PR #2246, opened 2015-06-19
Redmine #7075 Store absolute time with process information

kacfengine:
<pre>
commit 203dd9a7328d4557b913d489e00e84d98a1ab77a
Author: Stefan Weil <sw@weilnetz.de>
Date:   Mon Mar 30 20:35:36 2015

    Redmine #7075 Store absolute time with process information
    
    Processes in CFEngine are identified by their OS process identifier (pid)
    and their start time.
    
    Up to now, the start time was relative to the boot time, so it was not
    unique across system restarts.
    
    Using an absolute start time assures that the combination of pid and
    start time is unique. This fixes bug #7075.
    
commit fd5b4f7f91a264e1ddfa10cf4d376a75d6430dcf
Author: Stefan Weil <sw@weilnetz.de>
Date:   Mon Mar 30 20:27:08 2015

    Add new function GetBootTime
    
    The new function will be used for Linux in the following commit.
    
    The code was taken from the old implementation of GetUptimeSeconds
    which now uses GetBootTime.
    
    An implementation for Windows can be added later (when needed).
    
</pre>

### DIFF
--- a/libenv/sysinfo.c
+++ b/libenv/sysinfo.c
@@ -2666,103 +2666,119 @@ static void GetCPUInfo(EvalContext *ctx)
 #ifndef __MINGW32__
 
 /**
+   Return the current boot time (number of seconds since Epoch).
+*/
+time_t GetBootTime(void)
+{
+    static time_t boot_time = 0;
+    errno = 0;
+
+    if (boot_time == 0)
+    {
+#if defined(BOOT_TIME_WITH_SYSINFO)         // Most GNU, Linux platforms
+
+        time_t now = time(NULL);
+        struct sysinfo s;
+        if (sysinfo(&s) == 0)
+        {
+           // Don't return yet, sanity checking below
+           boot_time = now - s.uptime;
+        }
+
+#elif defined(BOOT_TIME_WITH_KSTAT)         // Solaris platform
+
+        /* From command line you can get this with:
+           kstat -p unix:0:system_misc:boot_time */
+        kstat_ctl_t *kc = kstat_open();
+        if (kc != 0)
+        {
+            kstat_t *kp = kstat_lookup(kc, "unix", 0, "system_misc");
+            if (kp != 0)
+            {
+                if (kstat_read(kc, kp, NULL) != -1)
+                {
+                    kstat_named_t *knp = kstat_data_lookup(kp, "boot_time");
+                    if (knp != NULL)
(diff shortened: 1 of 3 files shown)


kacfengine:
trigger build

libenv/sysinfo.c
```diff
@@ -2666,103 +2666,119 @@ static void GetCPUInfo(EvalContext *ctx)
...
+    {
 #if defined(BOOT_TIME_WITH_SYSINFO)         // Most GNU, Linux platforms
 
-    struct sysinfo s;
-    if (sysinfo(&s) == 0)
-    {
-       // Don't return yet, sanity checking below
-       boot_time = now - s.uptime;
-    }
+        time_t now = time(NULL);
```
jimis: What if "now" changes as the system proceeds? For example battery-less embedded devices will start with unset time, then set it via NTP.

kacfengine: In that case we get the same issue as before the fix, boot time will be zero (or another constant value), and processes may get the same start time unintentionally. Only after the time is set do we get unique start times.

In theory you could defeat this mechanism by setting the time backwards, but you'd have to be *insanely* unlucky to both have the process start at the same second that the previous one started *and* get the same PID. This is practically impossible unless your intention is to trigger it and you try over and over. Certainly it is much more likely that the original issue described in https://dev.cfengine.com/issues/7075 will happen using the old method, than triggering what I just described with the new method.

jimis: You're right, but I'm not arguing this.

What I'm commenting about is that `boot_time` is *static*, which means that
a long running process will have the wrong time for all its lifetime.

kacfengine: Aah, now I see what I mean, well spotted. You're right, that may be a problem. I wonder how expensive it is to find out uptime every time. Hmm, need to think about that one...

kacfengine: ...to find out *boot time* every time...

kacfengine:
@jimis brought up a very good point that with this fix you can render CFEngine unable to kill any stale agent simply by adjusting the system time one second forwards or backwards. The reason is that the new boot time depends on current time, and so if you change it, all processes will now appear foreign to CFEngine, and it will not attempt to kill them if they have gone stale. This is not good.

Damn, I had high hopes for this fix.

> _Task instructions_: The answer is one number: how many lines of the material above contain "which".

> _Answer for the task_: 2